PR #1365, opened 2026-08-04
feat(pi): import and reconcile local sessions

KorenKrita:
## Summary

Add production-grade import and reconciliation for local Pi coding-agent sessions.

- scan local Pi JSONL sessions through the owning machine RPC
- import the active branch, including messages, tool activity, visible custom messages, compaction summaries, and image placeholders
- resume an imported session through HAPI's existing archived-session reopen transaction
- incrementally reconcile history written outside HAPI without duplicating entries
- expose both New Session import and an inactive-session **Sync Pi history** action

## Motivation

A Pi session may be used directly in Pi and later continued through HAPI, or used in HAPI and then updated elsewhere. Previously HAPI could resume a known native Pi ID, but it could not discover local sessions, hydrate their existing transcript, or manually reconcile history added outside HAPI.

### Machine-side discovery

- honor `PI_CODING_AGENT_SESSION_DIR`, `PI_CODING_AGENT_DIR/sessions`, and the default `~/.pi/agent/sessions`
- keep file access on the owning machine instead of assuming the Hub can read client storage
- resolve the current active leaf from Pi's `id` / `parentId` tree
- tolerate malformed and unknown JSONL records
- preserve stable Pi entry IDs in the RPC response

### Hub import and reconciliation

- identify imports by namespace + machine ID + native Pi session ID
- use stable message local IDs for idempotent retries
- persist imported messages as already invoked, preserving source timestamps
- rebuild HAPI-to-Pi user-entry locators so imported history supports native fork/rewind controls
- persist the latest observed native entry as the incremental cursor
- detect rewritten/diverged branches instead of silently merging incompatible history
- reject insertion into an active HAPI session
- retain partial imports with explicit failed/diverged state for safe retries
- scope Pi deduplication by machine so copied native IDs on different machines do not merge

### Web UX

- add a searchable, directory-filtered Pi session picker to New Session
- support single-session import + reopen and batch import
- refresh successful batch items even when another item fails
- add **Sync Pi history** to the session `⋮` menu for inactive Pi sessions
- report updated, unchanged, active-session, and diverged outcomes
- warn users to close standalone Pi processes before continuing the same native session because Pi does not expose a cross-process ownership lock

## Validation

- `bun run test`
  - CLI: 2,161 passed, 1 skipped
  - Hub: 918 passed, 3 skipped
  - Web: 2,124 passed
  - Shared: 197 passed
- `bun run typecheck:cli`
- `bun run typecheck:hub`
- `bun run build:web` including PWA inject-manifest generation
- two independent read-only reviews, followed by fixes for incremental cursors, oversized-message canonicalization, locator recovery, reopen routing, visible Pi metadata records, partial batch results, and image-only user entries

## Known limitation

Pi currently has no cross-process session ownership lock. Multiple processes can open the same native session, but a stale process may append from an older leaf and create an unintended parallel branch. The UI advises users to reload or close other Pi processes before continuing in HAPI when they want a single linear history.

## Review follow-up

The HAPI Bot findings are addressed in follow-up commits:

- native Pi resumes now require the recorded machine instead of hostname fallback
- batched `get_entries` synchronization persists one final metadata snapshot
- Pi discovery reads bounded headers first and materializes only the newest requested sessions

This PR also repairs the existing `RawSendError.deliveryMode` typecheck regression so the full `bun run typecheck` command passes.


KorenKrita:
@tiann ready for review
==============================
◆ **Work request**
Your reply must repeat the records above exactly and in full.

◆ **Exercise result**
PR #1365, opened 2026-08-04
feat(pi): import and reconcile local sessions

KorenKrita:
## Summary

Add production-grade import and reconciliation for local Pi coding-agent sessions.

- scan local Pi JSONL sessions through the owning machine RPC
- import the active branch, including messages, tool activity, visible custom messages, compaction summaries, and image placeholders
- resume an imported session through HAPI's existing archived-session reopen transaction
- incrementally reconcile history written outside HAPI without duplicating entries
- expose both New Session import and an inactive-session **Sync Pi history** action

## Motivation

A Pi session may be used directly in Pi and later continued through HAPI, or used in HAPI and then updated elsewhere. Previously HAPI could resume a known native Pi ID, but it could not discover local sessions, hydrate their existing transcript, or manually reconcile history added outside HAPI.

### Machine-side discovery

- honor `PI_CODING_AGENT_SESSION_DIR`, `PI_CODING_AGENT_DIR/sessions`, and the default `~/.pi/agent/sessions`
- keep file access on the owning machine instead of assuming the Hub can read client storage
- resolve the current active leaf from Pi's `id` / `parentId` tree
- tolerate malformed and unknown JSONL records
- preserve stable Pi entry IDs in the RPC response

### Hub import and reconciliation

- identify imports by namespace + machine ID + native Pi session ID
- use stable message local IDs for idempotent retries
- persist imported messages as already invoked, preserving source timestamps
- rebuild HAPI-to-Pi user-entry locators so imported history supports native fork/rewind controls
- persist the latest observed native entry as the incremental cursor
- detect rewritten/diverged branches instead of silently merging incompatible history
- reject insertion into an active HAPI session
- retain partial imports with explicit failed/diverged state for safe retries
- scope Pi deduplication by machine so copied native IDs on different machines do not merge

### Web UX

- add a searchable, directory-filtered Pi session picker to New Session
- support single-session import + reopen and batch import
- refresh successful batch items even when another item fails
- add **Sync Pi history** to the session `⋮` menu for inactive Pi sessions
- report updated, unchanged, active-session, and diverged outcomes
- warn users to close standalone Pi processes before continuing the same native session because Pi does not expose a cross-process ownership lock

## Validation

- `bun run test`
  - CLI: 2,161 passed, 1 skipped
  - Hub: 918 passed, 3 skipped
  - Web: 2,124 passed
  - Shared: 197 passed
- `bun run typecheck:cli`
- `bun run typecheck:hub`
- `bun run build:web` including PWA inject-manifest generation
- two independent read-only reviews, followed by fixes for incremental cursors, oversized-message canonicalization, locator recovery, reopen routing, visible Pi metadata records, partial batch results, and image-only user entries

## Known limitation

Pi currently has no cross-process session ownership lock. Multiple processes can open the same native session, but a stale process may append from an older leaf and create an unintended parallel branch. The UI advises users to reload or close other Pi processes before continuing in HAPI when they want a single linear history.

## Review follow-up

The HAPI Bot findings are addressed in follow-up commits:

- native Pi resumes now require the recorded machine instead of hostname fallback
- batched `get_entries` synchronization persists one final metadata snapshot
- Pi discovery reads bounded headers first and materializes only the newest requested sessions

This PR also repairs the existing `RawSendError.deliveryMode` typecheck regression so the full `bun run typecheck` command passes.


KorenKrita:
@tiann ready for review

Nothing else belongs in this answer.